Wakil Bupati Lombok Utara, Kusmalahadi Syamsuri, ST., MT., di sela-sela Workshop dan diseminasi SOP pencegahan nikah dini di Hotel Medana Bay Marina, Jumat 27 Maret 2026 mendorong semua pihak untuk bergerak bersama dalam menekan angka kasus nikah dini yang melibatkan anak. Ia memandang, penyusunan SOP pencegahan nikah dini, dapat menjembatani tugas-tugas para pihak yang terlibat.
“Pemerintah daerah tak lagi sekadar mengampanyekan pencegahan, tetapi fokus membangun sistem kerja yang sistematis. SOP ini bisa dijalankan hingga tingkat desa,” ungkap Kusmalahadi.
Untuk diketahui, penyusunan SOP pencegahan nikah anak melibatkan PLAN Internasional bekerj asama dengan Dinas Sosial, Perlindungan Perempuan dan Anak (Dinsos PPPA) KLU.
Momentum ini menekankan penyesuaian pendekatan, dari reaktif menjadi sistematis. “Persoalan perkawinan anak tidak bisa ditangani parsial. Dampaknya, bukan hanya pada pendidikan, tetapi juga kesehatan, ekonomi, hingga siklus kemiskinan,” tambah Wabup.
Wabup melanjutkan, persoalan nikah dini menyangkut masa depan generasi. Karena itu, penanganannya harus jelas, terukur, dan melibatkan semua pihak.
Kepala Dinsos PPA KLU, Fathurrahman, S.Sos., menyambung penyusunan SOP menjadi awal yang krusial dan fundamental dalam upaya pencegahan kasus. Berbagai sudah bekerja keras untuk mencegah kasus, tetapi prosesnya belum terintegrasi dalam satu pola kerja yang sama.
“SOP ini dirancang agar setiap unsur mulai dari pemerintah daerah, desa, hingga lembaga terkait memiliki peran yang jelas dalam mendeteksi, mencegah, hingga menangani kasus perkawinan anak. Tanpa pedoman yang sama, upaya di lapangan sering berjalan sendiri-sendiri. SOP ini akan jadi acuan bersama,” ujar Fathurrahman.

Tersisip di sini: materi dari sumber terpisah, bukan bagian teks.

PR #98, opened 2020-05-09
add a field to pysearcher made it expose to 'n' (number of docs in the index)

stephaniewhoo:
Questions: 
1. how to initialize a indexSearcher in pysearcher? 
I have checked available constructors either need a reader or readerContext. How can I access those two?

2. Is there any documents I can follow to run the whole pysenrini locally and test the changes?

### DIFF
--- a/pyserini/search/pysearch.py
+++ b/pyserini/search/pysearch.py
@@ -23,7 +23,7 @@ import logging
 from typing import Dict, List, Union
 
 from ..pyclass import JSimpleSearcher, JSimpleSearcherResult, JDocument, JString, JArrayList, JTopics, JTopicReader, \
-JQueryGenerator, JSimpleNearestNeighborSearcherResult, JSimpleNearestNeighborSearcher, JQuery
+    JQueryGenerator, JSimpleNearestNeighborSearcherResult, JSimpleNearestNeighborSearcher, JQuery
 
 logger = logging.getLogger(__name__)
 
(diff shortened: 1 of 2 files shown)


lintool:
1. I think you'll need to add a method in Anserini `SimpleSearcher`:
https://github.com/castorini/anserini/blob/master/src/main/java/io/anserini/search/SimpleSearcher.java

2. Unfortunately, because of the java/python repo split, you'll need to build a fatjar in Anserini, in `target/` and then copy fatjar over to replace the one in `pyserini/resources/jars` by hand.

Once everything is wired up correctly, I can generate a new Maven artifact.

pyserini/search/pysearch.py
```diff
@@ -23,7 +23,7 @@
 from typing import Dict, List, Union
 
 from ..pyclass import JSimpleSearcher, JSimpleSearcherResult, JDocument, JString, JArrayList, JTopics, JTopicReader, \
-    JQueryGenerator, JSimpleNearestNeighborSearcherResult, JSimpleNearestNeighborSearcher, JQuery
+JQueryGenerator, JSimpleNearestNeighborSearcherResult, JSimpleNearestNeighborSearcher, JQuery
```
lintool, line 26: I don't think this line needs to be changed?

pyserini/search/pysearch.py
```diff
@@ -71,6 +71,7 @@ class SimpleSearcher:
 
     def __init__(self, index_dir: str):
         self.object = JSimpleSearcher(JString(index_dir))
+        self.maxDoc = self.object.getTotalNumDocuments()
```
lintool, line 74: A variable name that is more pythonic? How about `number_of_docs` or even just `num_docs`?

lintool:
Can you change the name of your PR? Provide a more informative title?

PR #101, opened 2020-05-12
Fixed broken unit tests related to num_docs

lintool:
@Chriskamphuis @PepijnBoers I'd appreciate a sanity check on this... just _odd_.

On current HEAD, unit tests are broken: try with `python -m unittest`.

However, somewhat inexplicably, this patch fixes the bug...  and unit tests pass.

I don't really understand why... I suspect there's an underlying concurrency bug with how the `IndexReader` and `IndexSearcher` is being initialized on the Java end... any thoughts?

### DIFF
--- a/pyserini/search/pysearch.py
+++ b/pyserini/search/pysearch.py
@@ -71,9 +71,7 @@ class SimpleSearcher:
 
     def __init__(self, index_dir: str):
         self.object = JSimpleSearcher(JString(index_dir))
-
-    def num_docs(self):
-        return self.object.getTotalNumDocuments()
+        self.num_docs = self.object.getTotalNumDocuments()
 
     def search(self, q: Union[str, JQuery], k: int=10, t: int=-1,
                query_generator: JQueryGenerator=None) -> List[JSimpleSearcherResult]:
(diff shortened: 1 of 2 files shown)


PepijnBoers:
The main difference I see is that if we call the `getTotalNumDocuments` method before doing a search, the searcher gets initialized without setting a similarity via the `setSimilarity` method, whereas that would have been the case if we had done a search before calling the `num_docs`/`getTotalNumDocuments` method.

```java
   public int getTotalNumDocuments(){
     if (searcher == null) {
       searcher = new IndexSearcher(reader);
      }
     return searcher.getIndexReader().maxDoc();
   }
```

```java
  protected Result[] search(Query query, List<String> queryTokens, String queryString, int k,
                            long t) throws IOException {
    // Create an IndexSearch only once. Note that the object is thread safe.
    if (searcher == null) {
      searcher = new IndexSearcher(reader);
      searcher.setSimilarity(similarity);
    }
```

We can recreate the assertion error by calling the `num_docs` method before doing a search.

lintool:
@PepijnBoers Oh, I totally didn't notice this detail! Thanks for catching.

I sent this PR on the Pyserini end: https://github.com/castorini/anserini/pull/1188

@Chriskamphuis can you do a quick sign off?

PR #117, opened 2020-05-19
Pyserini Searchcollection

yuki617:


pyserini/search/__main__.py
```diff
@@ -0,0 +1,40 @@
+import re
+import argparse
+
+from pyserini.search.pysearch import get_topics,SimpleSearcher
+
+if __name__ == "__main__":
```
lintool, line 6: Do we still need this?

PR #118, opened 2020-05-19
Verify pyserini search results with anserini

x65han:
Introduce a new script to verify/compare search results between pyserini and anserini.

```
python scripts/verify_simplesearcher.py --anserini path/to/anserini_root
```

Currently supports:
- robust04
- robust05
- core17
- core18

### DIFF
--- a/pyserini/verify_search.py
+++ b/pyserini/verify_search.py
@@ -1,0 +1,107 @@
+import argparse
+import os
+import filecmp
+
+
+def remove_if_exist(path):
+    if os.path.exists(path):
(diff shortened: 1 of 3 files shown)


pyserini/verify_search.py
```diff
@@ -0,0 +1,107 @@
+import argparse
```
lintool, line 1: Add our boilerplate? https://github.com/castorini/pyserini/blob/master/pyserini/search/pysearch.py#L1

x65han: Added

PR #123, opened 2020-05-21
Pseudo Relevance Feedback Interpolation on pysearch

x65han:
Sample Command
----------------
```
python -m pyserini.search \
 -index /Users/johnson/anserini/indexes/lucene-index.robust04.pos+docvectors+raw \
 -topics robust04 \
 -output robust04-prf.txt \
 -prf -alpha 1
```
bm25 + LR on robust04 (alpha=1)
----------------
```
map                   	all	0.2550
P_30                  	all	0.3138
```

### DIFF
--- a/pyserini/search/__main__.py
+++ b/pyserini/search/__main__.py
@@ -1,3 +1,19 @@
+# -*- coding: utf-8 -*-
+#
+# Pyserini: Python interface to the Anserini IR toolkit built on Lucene
+#
+# Licensed under the Apache License, Version 2.0 (the "License");
+# you may not use this file except in compliance with the License.
+# You may obtain a copy of the License at
+#
+# http://www.apache.org/licenses/LICENSE-2.0
+#
+# Unless required by applicable law or agreed to in writing, software
+# distributed under the License is distributed on an "AS IS" BASIS,
+# WITHOUT WARRANTIES OR CONDITIONS OF ANY KIND, either express or implied.
+# See the License for the specific language governing permissions and
+# limitations under the License.
+
 import argparse
 import re
 from pyserini.search.pysearch import get_topics, SimpleSearcher
--- a/pyserini/search/__main__.py
+++ b/pyserini/search/__main__.py
@@ -36,6 +36,11 @@ if topics_dic == {}:
     print('Topic Not Found')
     exit()
 
+need_classifier = args.prf and len(args.prf) > 0 and args.alpha > 0
+if need_classifier is True:
+    ranker = PseudoRelevanceClassifierReranker(
+        args.index, args.prf, r=args.r, n=args.n, alpha=args.alpha)
+
 with open(args.output, 'w') as target_file:
     for index, topic in enumerate(sorted(topics_dic.keys())):
         print(f'Topic {topic}: {index + 1}/{len(topics_dic)}')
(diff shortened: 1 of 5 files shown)


pyserini/search/__main__.py
```diff
@@ -1,33 +1,55 @@
 import re
```
lintool, line 1: when you get a chance, please add in our standard boilerplate headers. and reranker below.

pyserini/search/reranker.py
```diff
@@ -0,0 +1,106 @@
...
+    LR = 'lr'
+    SVM = 'svm'
+
+
+class FusionMethod(enum.Enum):
+    AVG = 'avg'
+
+
+class PseudoRelevanceClassifierReranker:
+    def __init__(self, lucene_index: str, clf_type: List[ClassifierType], r=10, n=100, alpha=1):
```
lintool, line 20: you probably want alpha=0.5 as a default; defaults should do something reasonable...

pyserini/search/reranker.py
```diff
@@ -0,0 +1,106 @@
...
+from sklearn.linear_model import LogisticRegression
+from sklearn.svm import SVC
+from typing import List
+from ..vectorizer import TfidfVectorizer
+import uuid
+import os
+
+
+class ClassifierType(enum.Enum):
+    LR = 'lr'
```
lintool, line 11: Maybe we should just give it the full sklearn name?

pyserini/search/reranker.py
```diff
@@ -0,0 +1,106 @@
...
+    def set_classifier(self, clf_type: ClassifierType):
+        if clf_type == ClassifierType.LR:
+            self.clf = LogisticRegression()
+        elif clf_type == ClassifierType.SVM:
+            self.clf = SVC(kernel='linear', probability=True)
+        else:
+            raise Exception("Invalid classifier type")
+
+    def get_prf_vectors(self, doc_ids: List[str]):
+        train_docs = doc_ids[:self.r] + doc_ids[-self.n:]
```
lintool, line 40: Add a comment here to explain what you're doing here... notation might not be familiar to all - and line below.
This is actually a cute use of * notation.

pyserini/search/reranker.py
```diff
@@ -0,0 +1,106 @@
...
+
+    def set_classifier(self, clf_type: ClassifierType):
+        if clf_type == ClassifierType.LR:
+            self.clf = LogisticRegression()
+        elif clf_type == ClassifierType.SVM:
+            self.clf = SVC(kernel='linear', probability=True)
+        else:
+            raise Exception("Invalid classifier type")
+
+    def get_prf_vectors(self, doc_ids: List[str]):
```
lintool, line 39: this is intended to be private? use _ notation?

pyserini/search/reranker.py
```diff
@@ -0,0 +1,106 @@
...
+        return train_vecs, train_labels, test_vecs
+
+    def rerank_with_classifier(self, doc_ids: List[str], search_scores: List[float]):
+        train_vecs, train_labels, test_vecs = self.get_prf_vectors(
+            doc_ids)
+
+        # classification
+        self.clf.fit(train_vecs, train_labels)
+        pred = self.clf.predict_proba(test_vecs)
+        rank_scores = self.normalize([p[1] for p in pred])
```
lintool, line 55: rank_score -> classifier_scores to be more accurate

pyserini/search/reranker.py
```diff
@@ -0,0 +1,106 @@
...
+
+        # interpolation
+        interpolated_scores = [a * self.alpha + b * (1-self.alpha)
+                               for a, b in zip(rank_scores, search_scores)]
+
+        return self.sort_dual_list(interpolated_scores, doc_ids)
+
+    def rerank(self, doc_ids: List[str], search_scores: List[float]):
```
lintool, line 63: I think it'd make sense to take as input an array of hits?
that way, other data (e.g., the document text) can come along for the ride as well (and be used as part of reranking in other reranker implementations).

x65han: Ok, I can do that. I was a little hesitant at first, since I don't know how to get the type of hits.

PR #126, opened 2020-05-22
Expose Anserini's IndexUtils (print stats only)

PepijnBoers:
Makes Anserini's printing index stats available.

Might cause some confusion when naming the IndexReaderUtils as `index_utils` (e.g. in the README).

This would probably be clearer:
```python

index_reader_utils = pyutils.IndexReaderUtils('indexes/index-robust04-20191213/')

index_utils = pyutils.IndexUtils('indexes/index-robust04-20191213/')
index_utils.print_index_stats()
```

### DIFF
--- a/pyserini/index/pyutils.py
+++ b/pyserini/index/pyutils.py
@@ -23,7 +23,7 @@ and methods provided are meant only to provide tools for examining an index and 
 import logging
 from typing import Dict, Iterator, List, Tuple
 
-from ..pyclass import JIndexReaderUtils, JString, JAnalyzerUtils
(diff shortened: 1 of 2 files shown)


lintool:
Hey @PepijnBoers I'm -1 on this. `IndexUtils` is legacy and `IndexReaderUtils` is the updated refactored class... so we shouldn't expose `IndexUtils`, just causes more headaches down the road.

PLAN International Indonesia sendiri hadir memberikan pendampingan di Lombok Utara dengan tujuan jelas, yaitu mendukung Pemerintah untuk memperkuat perlindungan anak dan pemberdayaan perempuan.
Melalui pendekatan berbasis SOP ini, langkah-langkah pencegahan nikah dini di Lombok Utara diharapkan berjalan efektif. Seluruh pihak berkewajiban untuk menutup celah munculnya kasus perkawinan anak di tengah masyarakat. (ari)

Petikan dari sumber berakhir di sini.